Depuis vingt ans, elle n'a jamais été absente du paysage musical libanais, mais seulement discrète. Entrevue en prévision de son concert* et de son nouveau CD dans les bacs, totalement dédié aux compositeurs libanais.

Tatiana Primak-Khoury est une pianiste ukrainienne haut de gamme, installée à Tripoli, libanaise de cœur et d’alliance.

Elle a l'allure et la grâce d'une héroïne des romans de Tourgueniev ou le regard d'une muse qui aurait sans doute nourri l'inspiration de la poésie de Lermontov. Cheveux lisses châtain clair longs jusqu'aux épaules, le regard vert-bleu, le teint d'albâtre, les articulations fines, la voix douce et bien posée. Chandail gris et chemisette à petits carreaux noirs pour une minuscule chaînette en or au cou. Et pour s'exprimer, en tout calme et toute sérénité, c'est un anglais légèrement métissé d'accent ukrainien ou même des phrases en arabe à la prononciation drôlement étrangère, mais parfaitement compréhensible !
Plus de 700 concerts au pays du Cèdre, en Europe et aux États-Unis, plus de huit CD dans les bacs, mère de deux filles (Paulina, 23 ans, et Yelena, 8 ans !), le parcours de Tatiana, formée au Conservatoire de Kiev, est riche et tissé aussi bien d'une culture occidentale que d'une active participation à la révélation du monde de la musique classique libanaise. Elle interprète avec un même brio Beethoven, Chopin, Rachmaninov, Scriabine, Lyatochinsky, Ovehinninkov (le compositeur des films de Tarkovsky) que Gelalian, Hourani, Flueihan, Baz, Succar et bien sûr Houtaf Khoury dont elle défend les couleurs avec becs, ongles et doigts...
Depuis 1997, date charnière où elle partage sa vie entre enseignement au Conservatoire national supérieur de musique et l'Université de Balamand où elle est artiste en résidence, la pianiste a sa vie complètement immergée dans l'actualité musicale libanaise.
Férue de lectures philosophiques (elle vient de terminer les Métamorphoses, non de Kafka mais d'Apulée !) et de poésie soufie, habitée selon les moments par Brahms (surtout le Requiem allemand, car elle a le goût de la combinaison chœur-orchestre), Bach (elle est transportée par sa Messe en si mineur), Chopin, Scriabine, Liatochinsky, admirant les géants du clavier d'autrefois, Rachmaninov, Richter et Horowitz, mais aussi Kissine à la maturité de plus en plus envoûtante, Tatiana Primak-Khoury reçoit compliment et critique avec une égale bonne humeur.
Le meilleur mot des fans ou critiques ? Quelqu'un lui aurait dit que son style est « tatianic », confie-t-elle en riant.
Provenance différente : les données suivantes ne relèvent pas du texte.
PR #1171, opened 2026-07-29
refactor(associated-token): normalise parser, unify duplicated cards

askov:
## Description

Refactors the Associated Token instruction card. The starting point was a parser that returned `info: unknown` in three incompatible shapes, and everything downstream was a workaround for it.

**The root cause.** `parseAssociatedTokenInstruction` (byte path, inspector) emitted `@solana-program/token`'s kit account names, `parseAssociatedTokenRpcInstruction` (tx page) emitted the RPC names, and `create` was passed through with no validation:

| Instruction | kit name | RPC name | Label |
| -- | -- | -- | -- |
| create / createIdempotent | `payer` / `ata` / `owner` | `source` / `account` / `wallet` | Source / Account / Wallet |
| recoverNested | `nestedAssociatedAccountAddress` | `nestedSource` | Nested Source |
| recoverNested | `ownerAssociatedAccountAddress` | `nestedOwner` | Nested Owner |

The parser's own doc comment described this as a "transitional period".

**What it forced.** Because the two paths disagreed, the inspector gave up on `info` and read `raw.keys[0..5]` by hardcoded position (Mint/Wallet at indexes 3/2 to match display order). That required a complete duplicate four-file card tree, which required injecting the card shell, and both card trees then re-decoded what the dispatcher had already decoded.

**This PR.** Both decode paths now normalise onto one canonical named shape, run through the same superstruct validator — which is what guarantees they agree — and the eight card files collapse into one presentational card driven by a `(label, field)` table. The inspector uses that same card, injecting only what genuinely differs: the card shell, the address renderer, and whether the program row shows.

### Also fixed along the way

- **`create` is now validated.** It previously rendered straight off unvalidated RPC `info`.
- **Malformed payloads no longer throw.** When the parser rejects a payload, `createInstructionParserDispatcher` falls back to RPC's raw view — a familiar `type` carrying un-coerced base58 strings. The card verifies the shape and degrades to the unknown card. Previously `create` threw (`Cannot read properties of undefined (reading '_bn')`); `createIdempotent`/`recoverNested` degraded. Now all three degrade.
- **Dead `message` prop removed** from `InspectorInstructionCard` and its callers. It was declared *required* and never read; `TokenDetailsCard` didn't even declare it and a generic swallowed it silently.
- **Deleted `app/components/common/inspector/UnknownDetailsCard.tsx`**, which had no remaining callers once the duplicate card tree went.

### Behaviour change to be aware of

`createIdempotent` rendered **Wallet before Mint** while `create` rendered **Mint before Wallet**, for no reason. Unified on Mint→Wallet (what 2 of the 3 old renderers did). This is the only intentional visual change; everything else renders identically.

I verified that by A/B-ing the old components against the new one on the same fixtures — all three instruction types produce identical label→address maps on both surfaces, with `createIdempotent`'s row order as the sole difference.

## Type of change

-   [x] Bug fix
-   [x] Other (please describe): refactor — parser normalisation and de-duplication of the card

## Testing

- [Inspector — `createIdempotent`, v0 message with an address lookup table](https://explorer-o68shp76n-solana-foundation.vercel.app/tx/Nwa7VZEfhbPV2MmW4dQNebj6Pw1TrJH9j2G3pL7Vt4Hr2rTzyEPdh1LBd4SKtzEBhC1MKMDEeaQuz96FZzQSyYk/inspect) — the surface that used to index accounts positionally, so the one worth checking closely
- [Inspector — `create`](https://explorer-o68shp76n-solana-foundation.vercel.app/tx/4F3kU8ssrWwn7t4YCyVNNbxbP2D3YgHmPL6efGycLoxM3aRFo2Fi1D6UgzxcK8ZMTmgmBqavUtchA7S4dewSbnfs/inspect)
- [Inspector — `recoverNested`](https://explorer-o68shp76n-solana-foundation.vercel.app/tx/inspector?message=AQADByTPMvZ5NhbwY7GzM3bmF6aUB0Es9utyRgN3KoaqxFltNfKjDEAu3mQ7ldMPRzdZ2rwfown8mXJVsLSe%252FIoWPQObM34V%252BKEVoZ%252FbyZ2YI49FXsL%252FHdFCreG7S85NtrCJdK1H1URKpBmcuP98y%252Be8a7uDW4LI8LKAiAZBUh7wxywejJclj04kifG7PRApFI4NgwtaE5na%252FxCEBI572Nvp%252BFnG%252BnrzvtutOj1l82qryXQxsbvkwtL24OR8pgIDRS9dYQbd9uHXZaGT2cvhRs7reawctIXtX1s3kTqM9YV%252B%252FwCpsOI2EcJQ6duyss4%252B%252BR%252BYbQUQYEI4NS2%252Bk6O1be30VWMBBAcDBQECBQAGAQI%253D) — no real transaction to link; a scan of 250 recent Associated Token Program signatures found zero `recoverNested`, which is why its fixture is a hand-built message
- [Transaction page — `createIdempotent`](https://explorer-o68shp76n-solana-foundation.vercel.app/tx/Nwa7VZEfhbPV2MmW4dQNebj6Pw1TrJH9j2G3pL7Vt4Hr2rTzyEPdh1LBd4SKtzEBhC1MKMDEeaQuz96FZzQSyYk) — **Mint/Wallet order intentionally changed here**, now matching `create`
- [Transaction page — `create`](https://explorer-o68shp76n-solana-foundation.vercel.app/tx/4F3kU8ssrWwn7t4YCyVNNbxbP2D3YgHmPL6efGycLoxM3aRFo2Fi1D6UgzxcK8ZMTmgmBqavUtchA7S4dewSbnfs)
- [Transaction page — `createIdempotent` with inner cards](https://explorer-o68shp76n-solana-foundation.vercel.app/tx/XzQ1B1vAM775GMFdYTbs34VMBr25QxNh2BbHQkur2zUFFxke1AcsWtTk5omZwuF8As3zFZiXJADS3yfinU6v6Ef)

Same paths on [explorer.solana.com](https://explorer.solana.com) render the pre-change output, so each link can be compared side by side. Rows and addresses should match, with `createIdempotent`'s Mint/Wallet order as the one expected difference.

## Related Issues

Closes [HOO-916](https://linear.app/solana-fndn/issue/HOO-916/refactor-associated-token-card)

## Checklist

-   [ ] Screenshots included — required for protocol screens, recommended for other UI changes

## Additional Notes

Test changes are worth a look, since two specs were pinning the behaviour this PR removes:

- **`instruction-parser-contract.spec.ts`** previously asserted "mapped parity" for Associated Token — it hand-mapped `accounts.payer` → `source` to work around the two paths disagreeing. It now asserts the **same-validator parity** the other slices use: both paths validate against one struct and are compared field-for-field.
- **`associated-token-parser.spec.ts`** asserted the kit shape (`info.data`, `info.programAddress`, `info.accounts`). It now pins the canonical field names against real fixture addresses, because the kit→canonical mapping is the load-bearing logic.
- Added a regression test covering all three types for the raw-RPC-fallback case described above.

One pre-existing issue I noticed while testing, **not** introduced here and not addressed: on transaction pages with token accounts, `@solflare-wallet/utl-sdk` throws `chain(...).flatten is not a function` (`lib/esm/utils.js:113`) because it uses lodash explicit chaining and `chain` resolves to the standalone `lodash/chain` module, whose wrapper lacks the sequence methods. Effect is that token metadata lookup silently fails, so tokens fall back to raw mint addresses. It reproduces identically on `master` — I confirmed by running the same page on a clean checkout. Worth its own issue.


app/features/decode-instruction-associated-token/lib/associated-token-parser.ts
```diff
@@ -51,30 +61,86 @@ export function parseAssociatedTokenInstruction(ix: KitInstruction): AssociatedT
...
                 return { info: create(ix.parsed.info, RecoverNestedInfo), type: 'recoverNested' };
             default:
                 return undefined;
         }
-    } catch {
+    } catch (error) {
+        // The program label already matched, so a validation failure here means
+        // the RPC sent a payload we don't model — worth surfacing. Returning
+        // undefined makes the dispatcher fall back to the unknown-instruction card.
+        Logger.error(error, { instructionType: ix.parsed.type, program: ix.program });
```
mikhd, line 82: **question**: do we want this to be logged in sentry?

mikhd (approved):

app/features/decode-instruction-associated-token/lib/associated-token-parser.ts
askov: Not sure. I would say no, because if we start to log all the errors of such type, sentry could be overloaded

Woody4618 (approved):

Bien sûr par ce qu'il a de grandiose, de majestueux, de torrentiel et non de ce bateau qui coule... Un autre aurait lancé qu'elle est « claviator maximus » en allusion sans doute à « gladiator maximus » et à la force de ses accords rageusement plaqués... et bonjour à Russel Crowe !

Cadences
Pour ce qui est du persiflage, Houtaf, son mari, veillant sur le grain, affirme avoir recueilli parfois dans l'auditoire ces phrases : « Ce n'est pas du Chopin, ou du Schubert »... Qu'est-ce qu'on ne doit pas entendre de la bouche arrogante des snobinards...
Jailli de ses doigts parcourant les touches d'ivoire, dans les bacs vient d'être rangé, en première mondiale, ce CD de 70 minutes intitulé La musique libanaise pour piano. Un point marquant dans les annales de la musique classique pour clavier au Liban. Un point reflétant richesse sonore, originalité, audace, diversité et modernité des compositeurs du pays du Cèdre.
Et c'est bien la première fois que l'on voit sur la rondelle des sillons, en tout bonheur et toute harmonie, côte à côte, les pages pour clavier d'Anis Fuleihan, Boghos Gelalian, Houtaf Khoury, Georges Baz et Toufic Succar. Un édifiant travail (déjà vendu à plus de 400 exemplaires, un succès pour l'univers classique local), salué avec déférence par le rapport de la BBC et Musica. Mais aussi élogieusement cité et commenté par Naxos. Une belle conciliation entre les prosodies occidentales, certaines cadences et atmosphères orientales pour jeter un pont entre trois générations de musiciens libanais à l'inspiration différente, mais appartenant à une même terre et un même ciel. Et surtout, conciliation servie par le talent d'une interprète douée d'une sensibilité vive et dotée d'une incontestable technique pianistique.
Dans le sillage de cette musique et de cet esprit s'inscrit, comme une éloquente illustration, le concert de ce soir. Quelle est l'ambition de Tatiana Primak-Khoury ? Elle le dit en toute clarté : « Que les gens viennent à mes concerts, pour la musique et pour mieux me connaître... »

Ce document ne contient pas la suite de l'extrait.